100% aligné Pauline.

Le biais de survivant dans le solopreneuriat est un vrai poison.

Les infopreneurs ultra-visibles créent un effet de halo massif qui déforme complètement la perception du marché.

Le pire c'est qu'ils poussent des solopreneurs parfaitement viables à abandonner des modèles solides (conseil, produits, services spécialisés) pour se lancer dans la course à l'audience.

Ces gens-là quittent leur zone de génie pour entrer dans un jeu qu'ils ne maîtrisent pas.

De mes observations dans la Tribu des Starters depuis +5 ans :

- Les plus rentables ne sont pas les plus visibles

- Les modèles les plus profitables sont souvent hybrides (expertise + produit + conseil ponctuel)

- La vraie liberté vient du levier, pas du volume d'audience

Ta distinction entre freelance/solopreneur/infopreneur est capitale.

Chacun a son modèle, ses contraintes, ses leviers.

Le drame c'est de confondre les trois et de construire une stratégie sur une exception plutôt qu'une réalité de marché.

Avatar de Pauline Alessandra

Merci Sofiane, totalement d'accord avec toi !

Avatar de Anthony

Merci Pauline de reposer cette définition 🙏

Si on veut pousser le raisonnement jusqu’au bout, « solopreneur » reste un terme inventé ou relayé par les infopreneurs que tu cites (cf Paul Jarvis) pour promouvoir ce modèle, pour lequel on n’est tout de même pas très loin du ponzi.
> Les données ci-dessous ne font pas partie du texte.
PR #556, opened 2020-12-11
disable js map files to reduce package size

edward-io:
- Clean up some JS warnings
- remove unpkg
- switch to plotlyjs-basic-dist-min


NarineK (approved):
Thank you, @edward-io ! It looks like internal tests are failing. Do you mind investigating it ?

Issue #549, opened 2020-12-04
n_perturb_samples on captum.metrics.sensitivity_max


gkakogeorgiou:
The n_perturb_samples variable is also used in Lime definition. This means that you can not use n_perturb_samples to **kwargs on metrics.sensitivity_max, in case you want to use Sensitivity algorithm on Lime for specific n_perturb_samples. I propose to change the name of n_perturb_samples on sensitivity_max algorithm.

NarineK:
Thank you for bringing this up, @gkakogeorgiou !
`n_perturb_samples` is used in both `sensitivity_max ` and `infidelity` metrics.
For Lime and KernelSHAP we can probably rename that variable to `n_surrogate_samples` ?
What do you think, @vivekmig ?

vivekmig:
Yeah, this is a good point! We should avoid argument name overlaps with metrics. Could we possibly just use `n_samples` in Lime and KernelSHAP, which would match other attribution methods?

NarineK:
`n_samples` sounds good. One thing only - `n_samples` is also used in noise tunnel. It is less likely that someone will use Lime and KernelSHAP w/noise tunnel but just in case ?

NarineK:
This got resolved with #558 , @gkakogeorgiou !
We will create a patch release to reflect these changes. Thank you for bringing it up.

PR #558, opened 2020-12-11
Deprecate and rename conflicting argument names

NarineK:
As also mentioned in #549, we had conflicting argument names in the API. In this PR we deprecate and rename those argument names. More specifically:
1. `n_samples` in NoiseTunnel is being renamed to `nt_samples`
2. `n_perturbed_samples` in Lime and KernelSHAP are being renamed to `n_samples` in order to remain consistent with Shapely Values (Sampling)


captum/attr/_utils/common.py
```diff
@@ -367,23 +367,68 @@ def _construct_default_feature_mask(
...
+
+
+def noise_tunnel_n_samples_deprecation_decorator(func: Callable) -> Callable:
+    r"""
+    Decorator to depricate n_samples parameter for NoiseTunnel's `attribute` method.
+    """
+
+    @functools.wraps(func)
+    def wrapper(*args: Any, **kwargs: Any):
+        if "n_samples" in kwargs:
```
vivekmig, line 399: I think this condition can also check that nt_samples is not already in kwargs? Otherwise, it wouldn't be possible to pass both for Lime and KernelShap until this is deprecated right?

vivekmig (approved):
Looks great, thanks for updating this :) ! I think we might also need to update the generated tests here https://github.com/pytorch/captum/blob/master/tests/attr/helpers/test_config.py with the updated names, but can also leave it for now and update when we deprecate to continue testing the older names, either way works.

captum/attr/_utils/common.py
NarineK: yeah, that's a good point!

PR #575, opened 2020-12-28
Remove redundant 'object' inheritance reference from classes

ProGamerGov:
As I understand, Captum uses Python 3, which means that classes don't need to inherit from object as it done implicitly already.


NarineK (approved):
LGTM! Thank you, @ProGamerGov !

Si on veut faire la cartographie complète, on a donc:

- quelques infopreneurs successful qui se comptent sur les doigts d’une main, qu’on peut élargir à la catégorie plus large mais tout aussi inégale des auteurs et des artistes (formations, livres fiction et non-fiction, vidéos, musique, etc)
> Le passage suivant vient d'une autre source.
PR #552, opened 2020-12-08
optim-wip: Fix objectives.py, images.py, RedirectedReLU etc.

greentfrapp:
- `InputOptimization` no longer requires target_modules (inferred from `loss_function`)
- Consolidate `ImageTensor` and `CudaImageTensor`
- Update `RedirectedRELU` to only allow "wrong" gradients when grad tensor is zero
- Make losses composable
- Move optim tutorials to separate folder under `tutorials/optim`

PR #579, opened 2021-01-06
Optim-wip: Add Activation Atlas tutorial & functions

ProGamerGov:
This PR implements support for Activation Atlases and Class Activation Atlases, based on the Activation Atlas research paper: https://distill.pub/2019/activation-atlas/

* Added atlas functions and tests for them. 

* Added full documentation for all the new atlas functions.

* Added new Activation Atlas tutorial. The corresponding Lucid tutorial notebook can be found [here](https://colab.research.google.com/github/tensorflow/lucid/blob/master/notebooks/activation-atlas/activation-atlas-simple.ipynb).

* Added new Class Activation Atlas tutorial. The corresponding Lucid tutorial notebook can be found [here](https://colab.research.google.com/github/tensorflow/lucid/blob/master/notebooks/activation-atlas/class-activation-atlas.ipynb).

* Both atlas tutorials share some of their text cells and code cells, so keep that in mind when reviewing them.

* I re-added the `RandomRotation` transform as the Torchvision one does not accept lists of degree values. Also added tests for the new `RandomRotation`  transform.

* Vectorized the `weights_to_heatmap_2d` heatmap function so that it's faster and more efficient. Also improved the tests for the function.

* Fixed `nchannels_to_rgb` so that it works properly with CUDA inputs, and also improved the tests for the function. This function isn't used by the atlas related code and tutorials, so it's a bit out of scope for this PR.

* Added `umap-learn` package to the tutorial requirements in `setup.py`. See: https://umap-learn.readthedocs.io/en/latest/ & https://arxiv.org/abs/1802.03426 for more information about Uniform Manifold Approximation and Projection for Dimension Reduction (UMAP). UMAP is used for calculating the atlas structure.

* Added a relaxed version of the MaxPool2d class for calculating neuron class attributions.

* Added new Activation Atlas sample collection tutorial. The corresponding Lucid tutorial notebook can be found [here](https://colab.research.google.com/github/tensorflow/lucid/blob/master/notebooks/activation-atlas/activation-atlas-collect.ipynb). It might be better if we had an easy to download dataset for demonstration purposes. Also, should we have the sample collection functions be inside Captum, or should they only be in the sample collection tutorial?

Atlases might also make a good banner image for Captum as well.


ProGamerGov:
@NarineK Do you have any ideas on how to generate irregular grids of (x,y) coordinates for tests?

ProGamerGov:
This PR doesn't overlap with https://github.com/pytorch/captum/pull/552, so it can be reviewed at any time.

ProGamerGov:
@Narine So, Lucid calculates class attributions for neurons using this function:



Source: https://colab.research.google.com/github/tensorflow/lucid/blob/master/notebooks/activation-atlas/activation-atlas-collect.ipynb

https://github.com/pytorch/pytorch/issues/10223, https://github.com/pytorch/rfcs/pull/11

ProGamerGov:
@Narine So, Lucid calculates class attributions for neurons using this function:

```
def fwd_gradients(ys, xs, d_xs):
  
  """Forward-mode pushforward analogous to the pullback defined by tf.gradients.
  With tf.gradients, grad_ys is the vector being pulled back, and here d_xs is
  the vector being pushed forward.
  
  By mattjj@google.com from
  https://github.com/renmengye/tensorflow-forward-ad/issues/2
  """
  
  v = tf.zeros_like(ys)
  g = tf.gradients(ys, xs, grad_ys=v)
  return tf.gradients(g, v, grad_ys=d_xs)
```

Source: https://colab.research.google.com/github/tensorflow/lucid/blob/master/notebooks/activation-atlas/activation-atlas-collect.ipynb

When I looking looking up how to recreate the same basic algorithm, I found that the above may not be currently possible in PyTorch as I think it's Forward AD: https://pytorch.org/docs/stable/autograd.html#torch.autograd.functional.jvp

> we don’t have support for forward mode AD in PyTorch at the moment.

Looking at PyTorch's development of the required feature makes it seem like it isn't coming anytime soon: https://github.com/pytorch/pytorch/issues/10223, https://github.com/pytorch/rfcs/pull/11


So, is there a way I can use Captum to calculate how much a neuron contributes to the different labels / classes of a model?

ProGamerGov:
@NarineK So, Lucid calculates class attributions for neurons using this function:

```
def fwd_gradients(ys, xs, d_xs):
  
  """Forward-mode pushforward analogous to the pullback defined by tf.gradients.
  With tf.gradients, grad_ys is the vector being pulled back, and here d_xs is
  the vector being pushed forward.
  
  By mattjj@google.com from
  https://github.com/renmengye/tensorflow-forward-ad/issues/2
  """
  
  v = tf.zeros_like(ys)
  g = tf.gradients(ys, xs, grad_ys=v)
  return tf.gradients(g, v, grad_ys=d_xs)
```

Source: https://colab.research.google.com/github/tensorflow/lucid/blob/master/notebooks/activation-atlas/activation-atlas-collect.ipynb

When I looking looking up how to recreate the same basic algorithm, I found that the above may not be currently possible in PyTorch as I think it's Forward AD: https://pytorch.org/docs/stable/autograd.html#torch.autograd.functional.jvp

> we don’t have support for forward mode AD in PyTorch at the moment.

Looking at PyTorch's development of the required feature makes it seem like it isn't coming anytime soon: https://github.com/pytorch/pytorch/issues/10223, https://github.com/pytorch/rfcs/pull/11


So, is there a way I can use Captum to calculate how much a neuron contributes to the different labels / classes of a model?

ProGamerGov:
I've made progress on getting the attribution stuff working:

```
def fwd_gradients(ys, xs, d_xs):
    v = torch.zeros_like(ys)
    v.requires_grad = True
    g = torch.autograd.grad(
            outputs=[ys],
            inputs=xs,
            grad_outputs=[v],
            create_graph=True,        
        )[0]

    return torch.autograd.grad(
            outputs=[g],
            inputs=v,
            grad_outputs=d_xs,
            create_graph=True,   
        )[0]
```

NarineK:
Thank you @ProGamerGov! This week has been a bit busy. I will look into your PRs next week or on the weekend.

ProGamerGov:
@NarineK No worries! Atlas attributions may have be added a future PR. I also don't really have a way to display the atlas attribution information either right now (Lucid leaves that to Distill.pub's interactive HTML stuff).

I also used the heatmap function to help visualize the sample counts for each atlas visualization. I'm not sure if there's a better way to display this information right now as it's also left to Distill.pub in Lucid.

ProGamerGov:
Another potential issue is that downloading the ImageNet 2012 training dataset & collecting samples from it for the tutorial notebook could be difficult and time consuming for users. So, it may be wise to host a few pre-collected layer samples somewhere for users to download and use, as the samples are only around 100mb for about 100k samples. Though if we did that, someone might want to collect the full 1 million samples for the sake of atlas visualization quality.

ProGamerGov:
After some testing, I think I can make sample collection faster and more memory efficient. Saving every sample batch using `torch.save` and then loading all the files at once & concatenating them together seems to be a better way of going about things.

ProGamerGov:
Update: 

I resized every image in the ImageNet2012 dataset to 256 and replaced the Pillow library with pillow-simd to speed things up now that memory usage is no longer an issue.

According to tqdm, collecting samples for the entire dataset of 1281167 images for all of the main layers at once took just under 4 and half hours, and averaged 80 images a second  (`[4:23:59<00:00, 80.88 images/s]`). 

The issue now is that I am running out of memory when using UMAP on the resulting samples tensors.

ProGamerGov:
@NarineK As the activation atlas tutorial requires activation samples from the model's training data, I think that we should provide pre-collected activation samples and their UMAP reduced versions for download. 


I'm not sure if we want to host files for multiple layers or just the one though.

For just the Mixed4c layer activation samples, the main file is 2.44GB and the UMAP reduced file is 9.77MB. 
For all the Mixed4.x & Mixed5.x layers, the size of all the sample files is 22.7GB.

ProGamerGov:
@NarineK In order to make the activation atlas match the 2d scatter plot, I use `torch.flip` to flip the horizontal axis. I tried to avoid using this fix, but I was unable to find the right combo of grid parameters to make it happen.

ProGamerGov:
@NarineK I've figured out the first part of the atlas spatial attribution function, but I'm having trouble with the second part. Would you happen to have any ideas on how to get it working?

```
def fwd_gradients(logit_activ, layer_activ, x: int , y: int):
    zeros = torch.nn.Parameter(torch.zeros_like(logit_activ))
    grad_one = torch.autograd.grad(
            outputs=[logit_activ],
            inputs=[layer_activ],
            grad_outputs=[zeros],
            create_graph=True,      
        )[0]
    grad_two = torch.autograd.grad(
            outputs=[grad_one],
            inputs=zeros,
            grad_outputs=[torch.ones_like(grad_one)],
            create_graph=True,
        )[0]
```

```
    # Issue occurs somewhere after here
    # Equivalent tensorflow code is: 
    # logit_attr = grad_two.eval({layer_name: layer_activ, d_previous: layer_zeros})

    layer_zeros = nn.Parameter(torch.zeros_like(target_activ))
    layer_zeros[..., x, y] = layer_activ[..., x, y]

    # Calc logit attribution
    logit_attr = torch.autograd.grad(
            outputs=[layer_activ],
            inputs=grad_two,
            grad_outputs=[layer_zeros],
            create_graph=True,     
        )[0]
    return logit_attr


from captum.optim._utils.models import collect_activations
activation_dict = collect_activations(model, [model.mixed4d, model.fc])
target_activ = activation_dict[model.mixed4d]
logit_activ = activation_dict[model.fc]


attr_tensor = fwd_gradients(logit_activ, target_activ, 5, 5)
```

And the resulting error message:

- des free-lances qui facturent au TJM mais qui pour certains cherchent du levier en cherchant de la notoriété (plus de CA) ou en automatisant (moins de temps passé) ou en vendant des formations (modèles hybride, mais où le temps facturé reste prédominant). C’est je pense la vaste majorité des solopreneurs qui ont un vrai business model

- des salariés qui ont un side-hustle orienté création de contenu (mais qui peuvent difficilement en vivre). Nombreux mais bancal

- des wanabee infopreneurs full-time qui se cassent les dents mais dont certains perceront

- ceux qui créent un produit physique (artisan) ou digital (software, hors contenu). Pour ceux-là ma conviction est que le solopreneuriat est une phase transitoire car il est vite préférable pour eux de travailler en petite équipe. Mais peut-être que je me trompe

J’en oublie?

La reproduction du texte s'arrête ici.